**Records supplied**:

PR #2171, opened 2025-04-02
Update SDKMAN install URL

roulpriya:
Update SDKMAN URL to include `"https://get.sdkman.io"` as the old link does not work.


daniellansun:
Merged. Thanks!

PR #2172, opened 2025-04-02
GROOVY-4721: variable declared in try block is in scope in finally block

daniellansun:
https://issues.apache.org/jira/browse/GROOVY-4721


eric-milles (approved):
Seems reasonable.  Nice compact change in `StatementWriter`.

subprojects/groovy-groovysh/src/test/groovy/org/apache/groovy/groovysh/GroovyshTest.groovy
```diff
@@ -392,17 +394,34 @@ class GroovyshInterpreterModeTest extends GroovyshTest {
...
     }
 
+    // collecting variables relies on GROOVY-4721, e.g. accessing variable declared in try block is in scope in finally block
+    // but after GROOVY-4721 is fixed, this test will fail, but it is aligned with the behavior of the groovySh:
+    // groovy:000> int x, y, z
+    // ===> 0
+    // groovy:000> y
+    // Unknown property: y
+    // groovy:000>
+    @NotYetImplemented
```
paulk-asert, line 424: This isn't the existing behavior of groovysh with interpreterMode set.

> groovy:000> :set interpreterMode
> groovy:000> int x = 3
> ===> 3
> groovy:000> x
> ===> 3
> groovy:000> int a, b, c
> ===> 0
> groovy:000> b
> ===> 0

daniellansun: https://github.com/apache/groovy/blob/87390561659f50e5a117bebb697731e8666f97b3/subprojects/groovy-groovysh/src/main/groovy/org/apache/groovy/groovysh/Groovysh.groovy#L294

Groovysh will try to collect variables in the `finally` block, but variables declared in `try` block can not be accessed in `finally` after GROOVY-4721 is fixed.

paulk-asert: I added the change to StatementWriter and changed groovysh to just have the "variableBlocks" execute directly after "current" (i.e. just removed the try...finally) then interpreterMode still seemed to work. The current test suite and the new tests all passed. There could be variations that we don't have coverage for in our test suite that may become broken with that change.

daniellansun: We can wrap the `current` with `try-finally` to guarantee the variables will be collected eventually.

PR #2174, opened 2025-04-04
GROOVY-11601: remove support for expression list in `for`-each statement

eric-milles:
https://issues.apache.org/jira/browse/GROOVY-11601


daniellansun:
It's better not to break existing users' code unless we have to do.

eric-milles:
Do you have an example of something that requires this?  It is quite costly to support arbitrary expression list in for loop.

eric-milles:
sorry, I keep misinterpreting the icon in the branches list

PR #2175, opened 2025-04-04
GROOVY-11597: STC: loop over enum class

eric-milles:
`for` loop item type for `Class<EnumType>` is `EnumType`


daniellansun:
Merged. Thanks.

PR #2177, opened 2025-04-05
GROOVY-11229: limit scope of `instanceof` variable

eric-milles:
Support this common case in dynamic mode:
```groovy
def x = null
if (x instanceof String s) {
  // ...
} else {
  s // no such property
}
```


daniellansun:
LGTM

paulk-asert (approved):
LGTM

daniellansun:
Merged. Thanks.

PR #2182, opened 2025-04-09
GROOVY-11606: Lazy findAll, collect, collectMany

paulk-asert:


eric-milles:
I have started to look this over.  I am trying to frame up my understanding of the "collect" semantic.  And since there is a simple "collect(Iterator): List" that is basically the same as "toList(Iterator)", my understanding is that "collect" gathers up elements and produces a collection.  With that understanding, a "collectLazy" that produces an iterator does not fit IMO.

My initial take is that the Stream API offers all of this -- I think -- and the difference between ".collectLazy(" and ".stream().map(" is not that much in terms of character savings.  Is the idea here that an iterator chain is more lightweight compared to a stream pipeline?  If yes, I'm trying to frame up the possibility of adding "map", "filter" and one or more terminal operations (possibly existing) to support "aggregate.iterator().map(transform).filter(predicate).toList()" or just "iterator.map(transform).filter(predicate).toList()".

I will probably need to go through each example given in the [blog post](https://groovy.apache.org/blog/exploring-gatherers4j) to understand what is missing and what is proposed to fill the gap.

See also: https://groovy.apache.org/blog/groovy-gatherers

eric-milles:
I'm also trying to take in [GROOVY-11603](https://issues.apache.org/jira/browse/GROOVY-11603), which added some factory methods for an iterator.  I seem to recall Stream added such things post Java 8.  And I may have been expecting them as DSGM extensions rather than new `groovy.util.` classes, which are default imported.

paulk-asert:
The Smalltalk semantics for "collect" is transform. Think: I have an aggregate of People and I'll produce an aggregate of Names by "collect"ing each person's name. The "into a collection" is definitely true when we supply a collector but isn't a required interpretation when the incoming aggregate isn't a collection. Currently though, if the incoming aggregate is Set or array, we produce List as the output aggregate (though collectNested preserves the Set). The collect using the identity transform is a bit of an anomaly. Having some "map" variants certainly let's us not break compatibility if we don't mind the extra variants.

PR #2462, opened 2026-04-11
GROOVY-11923: Provide a groovy-csv optional module

paulk-asert:


daniellansun:
+1

glaforge:
I remember there was this GroovyCSV library as well by the way:
* https://github.com/xlson/groovycsv (github repo)
* http://xlson.com/groovycsv/ (documentation)

Maybe it's worth having a look at its feature-set.
It's using OpenCSV library.

Via your PR, I discovered that Jackson was also parsing CSV!
It's nice to be able to read CSV lines as typed objects!

paulk-asert:
My thinking with Jackson CSV processing was that if folks are already using TOML or YAML jackson libraries via groovy-toml or groovy-yaml, then they have the shared databind jars already in the classpath. And it means typed object support identical across all of those: CSV, TOML and YAML. But I am not averse to GroovyCSV, OpenCSV, or Apache Commons CSV.

glaforge:
This is fine to use Jackson! And the rationale makes sense.
I really like the fact we can extracted proper strongly typed objects out of the CSV, that's pretty neat.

**What you should do**: Tally the lines in the listing that contain the string "look", then report that tally alone.

**Your solution**: 2